Insight: Living in Arizona made me love my home state more

Moving away from Maine helped me realize everything I love about it

When the time came to consider which colleges to apply to , I was confused and indecisive. I only knew one thing for certain — I wanted to get out of Maine.

Maine has been home for my entire life. By the time I turned 18, it all felt so familiar.

It was easy to find myself feeling trapped in a small town environment where I knew everyone, and everyone knew me. The population of the entire state of Maine is estimated to be around 1.3 million — to put that into context, the population of Phoenix alone is nearly 1.7 million.

I wanted to branch out, but I felt I couldn't in a state I had outgrown.

READ MORE: I hated Arizona, so I moved away. Then I moved right back

After years of having this feeling, I was ready for an out-of-state adventure. Uprooting myself and moving to Arizona for college commenced my journey in open skies and eternal summer weather welcoming me to the West Coast.

The environment I called for the next 10 months could not have been more different. The vast mountainous skylines and plentiful cactuses were almost alien to me compared to the forest and shores of Maine. I drove along desert highways for the first time, and I loved it.

I was finally in an place where I knew nearly nothing and no one. I could begin an exploration outside of the small towns I knew like the back of my hand. From late August to September, I hardly thought about Maine at all.

But as freshman year continued on, I was met with the inevitable "get-to-know-you" questions. 

"Where are you from?"

Strangers asked me this question in the elevator, on the lawns and when I tried engaging in small talk to make new friends.

Many people joked about no one actually living in Maine. Others said I must have lived in a woodland cabin, cut off from all civilization, with my pet moose. These claims were amusing, but I felt an innate responsibility to defend my home state and prove to everyone how it was truly one-of-a-kind, despite the fact just months ago I was itching to leave.

They provided the opportunity for me to prove Maine was more than a just mystery state nestled under Canada.

Telling others about the awe of Acadia, the adventures of Sebago Lake and the charm of the Old Port made me yearn to return to the state which had so recently grown mundane.

Eventually, fall came and went. I missed the colorful foliage and apple picking — something so rarely seen in the desert. The buildup to winter festivities felt lacking without snow and skiing at Sunday River.

As much as I had learned to love how the sunny Arizona weather lifted my mood and how the vibrant sunsets always left me in awe, I began acknowledging that I hadn't actually outgrown Maine — I just needed to view it from the outside in order to fully appreciate it.

A state which had previously felt dull to me turned into a badge I wore with pride — I loved being the girl from Maine, experiencing life in the West.

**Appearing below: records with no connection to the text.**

PR #10075, opened 2021-11-03
Add Datadog to regression tests 

markus-hinsche:
**Proposed changes**:
- Send `test_run_time`, `train_run_time`, and `total_run_time` to Datadog via datadog API
- Visualize on a [Datadog dashboard](https://app.datadoghq.eu/dashboard/xsh-dvk-jca/mhinsches-dashboard-tue-nov-9-101519-am?from_ts=1636462443929&to_ts=1636466043929&live=true)
- enable for CPU and GPU

**Questions for reviewers:**
- I would like to know a good location in the codebase where to put the function (could be a new module) `transform_to_seconds`
- After this I would like to add unit tests for at least this function
- Do you suggest to add documentation for the feature? Where can I put this?


markus-hinsche:
/modeltest

```yml
include:
 - dataset: ["Carbon Bot"]
```

.github/scripts/mr_publish_results.py
```diff
@@ -22,6 +25,66 @@
...
+    options = {
+        "statsd_host": "127.0.0.1",
+        "statsd_port": 8125,
+        "statsd_constant_tags": tags_list,
+    }
+    initialize(**options)
+
+    # Send  metrics
+    metrics = {
+        "test_run_time": os.environ["TEST_RUN_TIME"],
```
tczekajlo, line 79: Please use prefix for metrics, e.g. `rasa.perf.benchmark.test_run_time`

.github/workflows/ci-model-regression.yml
```diff
@@ -604,6 +622,10 @@ jobs:
           DATASET_REPOSITORY_BRANCH: ${{ matrix.dataset_branch }}
           TYPE: ${{ matrix.type }}
           DATASET_COMMIT: ${{ steps.set-dataset-commit.outputs.dataset_commit }}
+          BRANCH: ${{ steps.extract_branch.outputs.branch }}
+          DD_ENV: regression-tests # ${{ matrix.test }}
```
koernerfelicia, line 626: How come matrix.test is commented?

koernerfelicia:
> I would like to know a good location in the codebase where to put the function 

I think it could go in `rasa.utils.common`, but double-checking on this one (might be we don't want it in the codebase proper), I will get back to you! 

> Do you suggest to add documentation for the feature? Where can I put this?

I would say no. If it does go into the codebase it will need a docstring.

.github/scripts/mr_publish_results.py
```diff
@@ -22,6 +26,66 @@
...
+        "accelerator_type": os.environ["ACCELERATOR_TYPE"],
+        "github_run_id": os.environ["GITHUB_RUN_ID"],
+        "github_sha": os.environ["GITHUB_SHA"],
+        "github_event": os.environ["GITHUB_EVENT_NAME"],
+        "type": os.environ["TYPE"],
+        "branch": os.environ["BRANCH"],
+    }
+    tags_list = [f"{k}:{v}" for k, v in tags.items()]
+    options = {
+        "statsd_host": "127.0.0.1",
```
tczekajlo, line 72: why do you need it for? I assume you're using a DD agent to send metrics, it'll be better if you send the metrics via API. https://docs.datadoghq.com/api/latest/metrics/#submit-metrics

.github/workflows/ci-model-regression.yml
tczekajlo: It looks like it's copy & pastes from the other workflow where `${{ matrix.text }}` makes sense. Here a constant name is ok.

I'd change the name to `rasa-regression-tests`.

.github/workflows/ci-model-regression.yml
```diff
@@ -544,12 +550,19 @@ jobs:
...
+
       - name: Run test
         id: run_test
         if: steps.set_dataset_config_vars.outputs.is_dataset_exists == 'true' && steps.set_dataset_config_vars.outputs.is_config_exists == 'true'
         env:
           TFHUB_CACHE_DIR: ~/.tfhub_cache/
           OMP_NUM_THREADS: 1
+          DD_ENV: regression-tests
+          DD_SERVICE: rasa
+          DD_ARGS: --ddtrace
```
tczekajlo, line 565: It's not needed, it works only for pytests.

.github/workflows/ci-model-regression.yml
```diff
@@ -561,21 +574,21 @@ jobs:
           fi
 
           if [[ "${{ matrix.type }}" == "nlu" ]]; then
-            poetry run rasa train nlu --quiet -u ${DATASET_DIR}/${DATASET}/${TRAIN_DIR} -c dataset/configs/${CONFIG} --out ${DATASET_DIR}/models/${DATASET}/${CONFIG}
+            poetry run ddtrace-run rasa train nlu --quiet -u ${DATASET_DIR}/${DATASET}/${TRAIN_DIR} -c dataset/configs/${CONFIG} --out ${DATASET_DIR}/models/${DATASET}/${CONFIG}
```
tczekajlo, line 577: Looking at the data that we can get from APM, there are no benefits of using trace + APM in this particular case. I'd remove ddtrace.

.github/workflows/ci-model-regression.yml
```diff
@@ -418,6 +418,12 @@ jobs:
     if: "!contains(github.event.pull_request.labels.*.name, 'runner:gpu') && github.repository == 'RasaHQ/rasa' && contains(github.event.pull_request.labels.*.name, 'status:model-regression-tests') && needs.read_test_configuration.outputs.configuration_id != ''"
 
     steps:
+      - name: Run DataDog Agent
+        run: |
+          docker run -d --name dd_agent -p 8125:8125/udp -p 8126:8126 -v /var/run/docker.sock:/var/run/docker.sock:ro -v /proc/:/host/proc/:ro -v /sys/fs/cgroup/:/host/sys/fs/cgroup:ro -e DD_API_KEY=${{ secrets.DD_API_KEY }} -e DD_SITE="datadoghq.eu" -e DD_DOGSTATSD_NON_LOCAL_TRAFFIC=true -e "DD_INSIDE_CI=true" -e "DD_HOSTNAME=none" -e GITHUB_ACTIONS=true -e CI=true gcr.io/datadoghq/agent:7
```
tczekajlo, line 423: If we send metrics via API/DataDog client, and we removed ddtrace, using the agent is not needed then.

tczekajlo (changes requested):

.github/workflows/ci-model-regression.yml
tczekajlo: Or at least I wouldn't enable it by default, rather by an extra-label.

koernerfelicia:
> I would like to know a good location in the codebase where to put the function

Okay, so I think we would not put this into the codebase, but rather leave it where it is. You could maybe separate it out into its own file for other GHA to use, but I'd leave that decision up to infra (@tczekajlo ?)

tczekajlo:
> > I would like to know a good location in the codebase where to put the function
> 
> Okay, so I think we would not put this into the codebase, but rather leave it where it is. You could maybe separate it out into its own file for other GHA to use, but I'd leave that decision up to infra (@tczekajlo ?)

Let's leave where it is 😄

markus-hinsche:
/modeltest

```yml
include:
 - dataset: ["Carbon Bot"]
```

tczekajlo (approved):
LGTM ⭐

markus-hinsche:
@tczekajlo Sorry for adding commits after your LGTM. I just had the idea to enable the functionality also for GPU, this could work now since we don't need the docker dd_agent container anymore

koernerfelicia (approved):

I love how Maine's driver's education courses taught me to know what to do when there's a moose in the road, and I love that I immediately notice whenever anyone wears an L.L.Bean flannel. But, I also love that I left.

Despite my newfound appreciation for my home state, I don't regret my move back in the slightest — it was necessary for me to explore beyond what I already knew.

I've created a new life in the West providing me with plenty of opportunities for the next four years. I look forward to exploring nearby areas until they, too, are ingrained in my mind.

While I now call the Grand Canyon State my home for the majority of the year, Maine will always have a special place in my heart.